# Help Understanding Section 508 and Aggregate accessory occupancies



## EasilyConfused (Mar 7, 2016)

*508.2.1 Area limitations. *

Aggregate accessory occupancies shall not occupy more than 10 percent of the _building area _of the _story _in which they are located and shall not exceed the tabular values in Table 503, without _building area _increases in accordance with Section 506 for such accessory occupancies.

Am I confused again?

I have this building that I'm attempting to break up into it's various occupancies.

The way I'm approaching it is Mixed use with some occupancies that would be accessory to the business portion of the building.

So, half of the building is A3 and the other half is B.

Within the B portion of the building there is a small conference room that I'm calling an accessory use space (because it falls under the B classification because not required to be Assemble because of 303.1.2 "small assembly spaces".

There is also a computer lab that I'm calling as accessory Educational (for lack of anything better to call it) because technically it's not required to be classified as educational because only for adults.... and therefor business because of size. Except for the fact that it's still "Educational" for purposes of table 1004.1.2.

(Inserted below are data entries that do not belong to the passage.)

PR #712, opened 2023-12-07
Add includeRestricted to RecommendedAnime Dashboard Panel

natyusha:
- requires api update to function

### DIFF
--- a/src/core/rtkQuery/splitV3Api/seriesApi.ts
+++ b/src/core/rtkQuery/splitV3Api/seriesApi.ts
@@ -6,7 +6,7 @@ import {
 } from '@/core/rtkPaginationUtil';
 import { splitV3Api } from '@/core/rtkQuery/splitV3Api';
 
-import type { InfiniteResultType, ListResultType, PaginationType, RecommendedPaginationType } from '@/core/types/api';
+import type { InfiniteResultType, ListResultType, PaginationType } from '@/core/types/api';
 import type { CollectionGroupType } from '@/core/types/api/collection';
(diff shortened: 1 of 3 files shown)


natyusha:
> uhh.. you forgetting something? 😔

As a matter of fact, I forgot almost everything :joy:

harshithmohan:
image
You didn't update the type..
The build job is supposed to catch that but didn't. It needs to be fixed...

src/core/rtkQuery/splitV3Api/seriesApi.ts
```diff
@@ -149,7 +149,7 @@ const seriesApi = splitV3Api.injectEndpoints({
     }),
 
     // Gets anidb recommendation for the user
-    getAniDBRecommendedAnime: build.query<SeriesRecommendedType[], PaginationType>({
+    getAniDBRecommendedAnime: build.query<SeriesRecommendedType[], RecommendedPaginationType>({
```
harshithmohan, line 152:
```suggestion
    getAniDBRecommendedAnime: build.query<SeriesRecommendedType[], PaginationType & { includeRestricted: boolean; }>({
```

So, now I have what I believe to be 1 large A-3 space, 1 large B space that contains multiple types of "accessory spaces" that are "B" as far as occupancy is concerned but something else as far as Table 1004.1.2 is concerned.

Since they all are Business as far as occupancy is concerned, do they individually need to meet the 10% rule?

What about combined... "aggregate" of the same types of spaces. (Say I had two separate Business Accessory Assembly rooms that were small conference rooms. Is the aggregate adding those two spaces areas together and that can't be over 10%. That would probably make sense to me.

​Or, would it be that the aggregate would require that all the accessory spaces even though some of them have different functions (say accessory storage and accessory assembly) have to be added together and the combined can't be over 10%.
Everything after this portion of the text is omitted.